Listened over the weekend to Oswald’s very strange appearance on Latin Listening Post:
http://www.ejkred.blogspot.com/2013/08/latin-listening-post.html
When Stuckey charges him with never having visited the Latin American countries Oswald is speaking of, LHO says something like: “Well, I have been to Mexico on occasion. . .”
Really. This interview occured in mid-August of ’63, the month before his Mexico Mystery Tour. I’ve never come across any prior visits by him. Is there evidence for this? What was he doing there?
Thanks again!
Oswald visited Tijuana when he was a Marine stationed in southern California, according to fellow Marines.
This is significant step forward regarding the involvement of the mainstream media in the case. Well done Jeff and keep up the sterling efforts.
I saw this article by an Associated Press journalist. I read the article & realized this could be it. The one article in the main stream press that blows the doors off of the “lone assassin” story once & for all. This article is about 98% accurate and is the REAL DEAL.
Thank you Jefferson Morley for providing some of the information that the reporter used.
Maybe we should look for something serious to occur in the news to wipe the significance and timeliness of this article. This one article may be enough to loosen some papers up.
In that Washington Post article, this statement about the acoustics evidence, in reference to the HSCA finding that another shot came from the front (the grass and fence area) struck me as being questionable:
“Subsequent analyses have cast doubt on the acoustic evidence, and the issue is considered unresolved.”
This statement is made by the writer but then there is no follow up as to which “subsequent analyses” he/she in the AP is referencing. I’d like to point out that I have “subsequent analysis” that DOES point to other shots fired (Donald Byron Thomas, “Hear No Evil” Mary Ferrell Press, 2010). It seems to me that the AP is either misinformed or has something in the acoustics evidence that I don’t know about.
A follow up on the acoustics evidence should be reported, and reported accurately.
I believe what happened was the the HSCA presented their findings to the Justice Department to follow up. The Justice Department went and found their own “expert” to check into the acoustics evidence, he said the evidence didn’t hold up, and so nothing was done. (and that’s where it was left until Stone’s “JFK” a decade later).

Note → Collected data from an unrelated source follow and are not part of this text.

PR #395, opened 2019-06-25
Add EOS address methods to SDK

CapnMigraine:
Add EOS class with methods for address handling required by the client


modules/core/src/v2/coins/eos.ts
```diff
@@ -0,0 +1,219 @@
...
+  isValidMemo = function(memo: string): boolean {
+    return memo && memo.length <= 256;
+  };
+
+  /**
+   * Return boolean indicating whether a memo id is valid
+   *
+   * @param memoId - the memo id to be checked
+   */
+  isValidMemoId = function(memoId: string): boolean {
```
tylerlevine: I don't think you need the `= function` part there

modules/core/src/v2/coins/eos.ts
```diff
@@ -0,0 +1,219 @@
...
+      return false;
+    }
+  }
+
+  /**
+   * Evaluates whether a memo is valid
+   *
+   * @param memo - the memo to be checked
+   */
+  isValidMemo = function(memo: string): boolean {
```
tylerlevine: I don't think you need the `= function` part there

modules/core/src/v2/coins/eos.ts
```diff
@@ -0,0 +1,219 @@
...
+   */
+  getAddressDetails(address: string): AddressDetails {
+    const destinationDetails = url.parse(address);
+    const queryDetails = querystring.parse(destinationDetails.query);
+    const destinationAddress = destinationDetails.pathname;
+
+    // EOS addresses have to be "human readable", which means start with a letter, less than 12 characters and only a-z1-5., i.e.mtoda1.bitgo
+    // source: https://developers.eos.io/eosio-cpp/docs/naming-conventions
+    if (!/^[a-z][a-z1-5.]*$/.test(destinationAddress) || destinationAddress.length > EOS_ADDRESS_LENGTH) {
+      throw new Error(`invalid address: ${address}`);
```
tylerlevine: Should throw an `InvalidAddressError` since we already have that error type defined

modules/core/src/v2/coins/eos.ts
```diff
@@ -0,0 +1,219 @@
...
+    if (destinationDetails.pathname === address) {
+      return {
+        address: address,
+        memoId: null,
+      };
+    }
+
+    if (!queryDetails.memoId) {
+      // if there are more properties, the query details need to contain the memoId property
+      throw new Error(`invalid property in address: ${address}`);
```
tylerlevine: I think these Errors can be InvalidAddressErrors also

modules/core/src/v2/coins/eos.ts
```diff
@@ -0,0 +1,219 @@
...
+    }
+  }
+
+  /**
+   * Check if address is a valid EOS address, then verify it matches the root address.
+   *
+   * @param address - the address to verify
+   * @param rootAddress - the wallet's root address
+   */
+  verifyAddress({ address, rootAddress }: { address: string, rootAddress: string }) {
```
tylerlevine: returns void

modules/core/test/v2/unit/coins/eos.ts
```diff
@@ -0,0 +1,100 @@
...
+    it('should generate a keypair from random seed', function() {
+      const keyPair = basecoin.generateKeyPair();
+      keyPair.should.have.property('pub');
+      keyPair.should.have.property('prv');
+
+      basecoin.isValidPub(keyPair.pub).should.equal(true);
+      basecoin.isValidPrv(keyPair.prv).should.equal(true);
+    });
+
+    it('should generate a keypair from seed', function() {
```
tylerlevine: Isn't this testing the same thing as the test above, except we do the `crypto.randomBytes()` before we call the function? If the intention is to make sure we deterministically generate a keypair from a seed, then it might make more sense to use a static seed instead of a random one and make sure you get the key you're expecting.

CapnMigraine: yes, it makes more sense. Done.

CapnMigraine:
> Ah nice! Thanks for doing this. I think we copied a bit of work with CT-393-eos-sdk branch but all good, ill just merge that into this one as this is more fleshed out. Everything looks good to me, will let tyler take over

Yes, I used your branch as a base. I only left out the logic for signing, actually. 
Might be faster to create a new branch when this one is merged and add that code than to fix merge conflicts.

modules/core/src/v2/coins/eos.ts
```diff
@@ -0,0 +1,220 @@
...
+   * @param address - the address
+   */
+  getAddressDetails(address: string): AddressDetails {
+    const destinationDetails = url.parse(address);
+    const queryDetails = querystring.parse(destinationDetails.query);
+    const destinationAddress = destinationDetails.pathname;
+
+    // EOS addresses have to be "human readable", which means start with a letter, less than 12 characters and only a-z1-5., i.e.mtoda1.bitgo
+    // source: https://developers.eos.io/eosio-cpp/docs/naming-conventions
+    if (!/^[a-z][a-z1-5.]*$/.test(destinationAddress) || destinationAddress.length > EOS_ADDRESS_LENGTH) {
```
tylerlevine: if the spec is less than 12, then this condition is wrong and should be >=. What should the behavior be if the address is exactly 12 characters?

CapnMigraine: It's up to 12 characters. Fixed the comment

In my mind, the acoustics evidence may well be the real deal, but there was enough about it for the other side to cast doubt and reasonable suspicion – such that it couldn’t stand as primary evidence of a conspiracy, which is how the HSCA presented it. The HSCA already had other jaw-dropping evidence – such as most if not all the medical personnel seeing wounds which do not match the autopsy photos and x-rays, or the investigation into Mexico City. In both cases, the HSCA classified the information and did not refer to it in their Final Report. In fact, that Report states precisely the opposite about the wounds: that what most personnel saw matched the autopsy photos. A blatant misrepresentation if not a lie.
Nowadays, because of the ARRB releases, most of the primary evidence used to nail Oswald has been completely impeached. This has yet to filter out into the mainstream, but it gradually will.